[Start of Attachment]
PR #2645, opened 2019-09-12
Rule S1199: Nested code blocks should not be used

### LINKED ISSUE #768: Rule S1199: Nested code blocks should not be used
[RSPEC-1199](https://jira.sonarsource.com/browse/RSPEC-1199)

Nested code blocks can be used to create a new scope and restrict the visibility of the variables defined inside it. Using this feature in a method typically indicates that the method has too many responsibilities, and should be refactored into smaller methods.

alban-auzeill:
Fixes #768


sonaranalyzer-dotnet/tests/SonarAnalyzer.UnitTest/TestCases/NestedCodeBlock.cs
```diff
@@ -0,0 +1,48 @@
+﻿using System;
+
+namespace Tests.Diagnostics
+{
+    class Program
+    {
+        public void Method(int value)
+        { // Compliant, parent is MethodDeclaration
```
andrei-epure-sonarsource: I would also add **compliant** tests with nested

- `using`,
- `try-catch-finally`
- `do-while`
- `foreach`
- `unsafe { }`
- `checked {}`
- `lock (this) {}`
- `unchecked { }`
- `event EventHandler<LoadEventArgs> LoadedData = delegate { };` (on this one I'm note sure it 
makes sense, so if it doesn't skip it)
- _enum_
- a local function
```
public void Method1()
{
  var x = LocalFoo();
  bool LocalFoo()
  {
    return true;
  }
}
```

Also, **Noncompliant** tests with nested blocks inside
- _constructor_
- _property (setter and getter)_
- _struct_

PR #2646, opened 2019-09-12
remove F# from ITs

andrei-epure-sonarsource:
we don't analyze the code and it's an unnecessary dependency in our toolset

we will still have the cirrus ci jobs with the akka.net project making sure the our analyzer works with a solution with F# projects in it


sonaranalyzer-dotnet/its/sources/akka.net/src/Akka.sln
```diff
@@ -13,16 +13,6 @@ Project("{FAE04EC0-301F-11D3-BF4B-00C04F79EFBC}") = "ChatClient", "examples\Chat
 EndProject
 Project("{FAE04EC0-301F-11D3-BF4B-00C04F79EFBC}") = "ChatServer", "examples\Chat\ChatServer\ChatServer.csproj", "{7FD886CC-216B-4324-9AB2-241494598B06}"
 EndProject
-Project("{2150E333-8FDC-42A3-9474-1A3956D46DE8}") = "FSharp", "FSharp", "{E814B432-DBC2-4372-92C6-70B9198613BD}"
-EndProject
-Project("{F2A71F9B-5D33-465A-A702-920D77279786}") = "FSharp.Api", "examples\FSharp.Api\FSharp.Api.fsproj", "{19993C0B-8F9D-4FE4-B047-45965EA66BA2}"
-EndProject
-Project("{2150E333-8FDC-42A3-9474-1A3956D46DE8}") = "RemoteDeploy", "RemoteDeploy", "{68D89B2A-6770-483E-B7B0-C7EDAE0C2A6D}"
```
alban-auzeill: Do not remove `RemoteDeploy`, it does not contain *.fs files but *.cs

andrei-epure-sonarsource: it's already at line 24 - `Project("{2150E333-8FDC-42A3-9474-1A3956D46DE8}") = "RemoteDeploy", "RemoteDeploy", "{B555BA52-1911-426B-8018-D303D7228748}"`

it seems it was a duplicate

andrei-epure-sonarsource:
regarding the `build.fsx` script, it's part of the build chain (see in build.cmd - `src\packages\FAKE\tools\FAKE.exe build.fsx` )

I might as well delete the build scripts because we don't use them in the ITs but that would be a separate PR

PR #2652, opened 2019-09-16
Rule S4136: Method overloads should be grouped together

### LINKED ISSUE #1168: Rule S4136: Method overloads should be grouped together
[RSPEC-4136](https://jira.sonarsource.com/browse/RSPEC-4136)

For clarity, all overloads of the same method should be grouped together. That lets both users and maintainers quickly understand all the current available options.

christophe-zurn-sonarsource:
Fixes #1168


sonaranalyzer-dotnet/src/SonarAnalyzer.Common/Rules/MethodOverloadsShouldBeGroupedBase.cs
```diff
@@ -0,0 +1,115 @@
...
+            }
+            else
+            {
+                return nameSyntaxNode?.ValueText?.ToLowerInvariant();
+            }
+        }
+
+        protected Location GetLocation(TMemberDeclarationSyntax member) => GetNameSyntaxNode(member)?.GetLocation();
+
+        protected StringComparison CaseSensitivity
```
andrei-epure-sonarsource: nitpick: the `protected` property should be above the group of `protected` methods

sonaranalyzer-dotnet/its/expected/Automapper/AutoMapper-025B9F93-7953-454B-AF29-E6A55B2AA58F-S4136.json
```diff
@@ -0,0 +1,421 @@
+{
+"issues":  [
+{
+"id":  "S4136",
+"message":  "All 'MapFrom' signatures should be adjacent",
+"location":  [
+{
+"uri":  "sources\Automapper\src\AutoMapper\Configuration\MemberConfigurationExpression.cs",
```
andrei-epure-sonarsource: this is actually a different method than the one at line 135, because it's generic. I think we should differentiate them

sonaranalyzer-dotnet/its/expected/akka.net/Akka.TestKit-{0D3CBAD0-BBDB-43E5-AFC4-ED1D3ECDC224}-S4136.json
```diff
@@ -0,0 +1,238 @@
...
+"startLine":  94,
+"startColumn":  21,
+"endLine":  94,
+"endColumn":  25
+}
+},
+{
+"uri":  "sources\akka.net\src\core\Akka.TestKit\TestActorRefBase.cs",
+"region":  {
+"startLine":  195,
```
andrei-epure-sonarsource: `void ICanTell.Tell(object message, IActorRef sender)` - should we treat [explicit interface](https://docs.microsoft.com/en-us/dotnet/csharp/programming-guide/interfaces/explicit-interface-implementation) implementations the same?

sonaranalyzer-dotnet/its/expected/akka.net/Akka.Cluster-{6AB00F61-269A-4501-B06A-026707F000A7}-S4136.json
```diff
@@ -0,0 +1,100 @@
...
+}
+}
+]
+},
+{
+"id":  "S4136",
+"message":  "All 'Equals' signatures should be adjacent",
+"location":  [
+{
+"uri":  "sources\akka.net\src\core\Akka.Cluster\ClusterMetricsCollector.cs",
```
andrei-epure-sonarsource: this is a `private` method, whereas at line 324, the method is `public` - it is common to group together based on the visibility

christophe-zurn-sonarsource:
> you should add more tests with:
> 
>     * different accessibilities for overloads (public, protected, private) - they should be able to be grouped separately

Ok, it makes sense. I'll update implementation accordingly.

>     * explicit interface implementations - `void ICanTell.Tell(object message, IActorRef sender)` and `void Tell(object message, IActorRef sender)` - I imagine someone can want to group together explicit interface implementations in a class, based on an interface (thus the overloads would be separated)

Mmm. Ok. Makes sense also. I'll add an exception for this, in both the implementation and the RSPEC description.


>     * generic overloads - `Foo<Type>()` and `Foo()` - I guess they should be grouped together, but it's good to document that in the UTs

I'll add UT with this case

sonaranalyzer-dotnet/src/SonarAnalyzer.CSharp/Rules/MethodOverloadsShouldBeGrouped.cs
```diff
@@ -0,0 +1,90 @@
...
+                return constructorDeclaration.Identifier;
+            }
+            else if (member is MethodDeclarationSyntax methodDeclaration)
+            {
+                return methodDeclaration.Identifier;
+            }
+            return null;
+        }
+
+        protected override void Initialize(SonarAnalysisContext context)
```
alban-auzeill: `ClassDeclarationSyntax`, `InterfaceDeclarationSyntax` and `StructDeclarationSyntax` inherit from `TypeDeclarationSyntax` that has a `Members` method. We could simplify with:
```
        {
            context.RegisterSyntaxNodeActionInNonGenerated(c => CheckMembers(c, ((TypeDeclarationSyntax)c.Node).Members) ,
                SyntaxKind.ClassDeclaration, SyntaxKind.InterfaceDeclaration, SyntaxKind.StructDeclaration);
        }
```

sonaranalyzer-dotnet/src/SonarAnalyzer.Common/Rules/MethodOverloadsShouldBeGroupedBase.cs
```diff
@@ -0,0 +1,120 @@
...
+using System.Collections.Generic;
+using System.Linq;
+
+namespace SonarAnalyzer.Rules
+{
+    public abstract class MethodOverloadsShouldBeGroupedBase<TMemberDeclarationSyntax> : SonarDiagnosticAnalyzer
+        where TMemberDeclarationSyntax : SyntaxNode
+    {
+        internal const string DiagnosticId = "S4136";
+        protected const string MessageFormat = "All '{0}' signatures should be adjacent";
```
alban-auzeill: I don't understand easily what the word `signatures` means. I would understand faster a message like:
```
All '{0}' method overloads should be adjacent.
```
Bonus: Don't forget the '.' at the end of each message, you win 10 `Ann Happy Points` with a low effort.

sonaranalyzer-dotnet/tests/SonarAnalyzer.UnitTest/TestCases/MethodOverloadsShouldBeGrouped.vb
```diff
@@ -0,0 +1,134 @@
...
+
+        Function tEst(ByVal a As Integer) As Integer
+
+        Event MyEvent2(ByVal Success As Boolean)
+    End Interface
+
+    Structure F
+        Public myField1 As String
+
+        Public Sub Test() ' Noncompliant {{All 'test' signatures should be adjacent}}
```
alban-auzeill: I would have tried to not use the lower case representation `test` of the method name in the message, but the first occurrence `Test`. For example, if the method name is `AMethodNameEasyToRead`, it's not nice to display `amethodnameeasytoread`.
[End of Attachment]
## Instructions for the task
Could you copy every line in the records that holds "epure"?

## Response area
andrei-epure-sonarsource: I would also add **compliant** tests with nested
andrei-epure-sonarsource:
andrei-epure-sonarsource: it's already at line 24 - `Project("{2150E333-8FDC-42A3-9474-1A3956D46DE8}") = "RemoteDeploy", "RemoteDeploy", "{B555BA52-1911-426B-8018-D303D7228748}"`
andrei-epure-sonarsource:
andrei-epure-sonarsource: nitpick: the `protected` property should be above the group of `protected` methods
andrei-epure-sonarsource: this is actually a different method than the one at line 135, because it's generic. I think we should differentiate them
andrei-epure-sonarsource: `void ICanTell.Tell(object message, IActorRef sender)` - should we treat [explicit interface](https://docs.microsoft.com/en-us/dotnet/csharp/programming-guide/interfaces/explicit-interface-implementation) implementations the same?
andrei-epure-sonarsource: this is a `private` method, whereas at line 324, the method is `public` - it is common to group together based on the visibility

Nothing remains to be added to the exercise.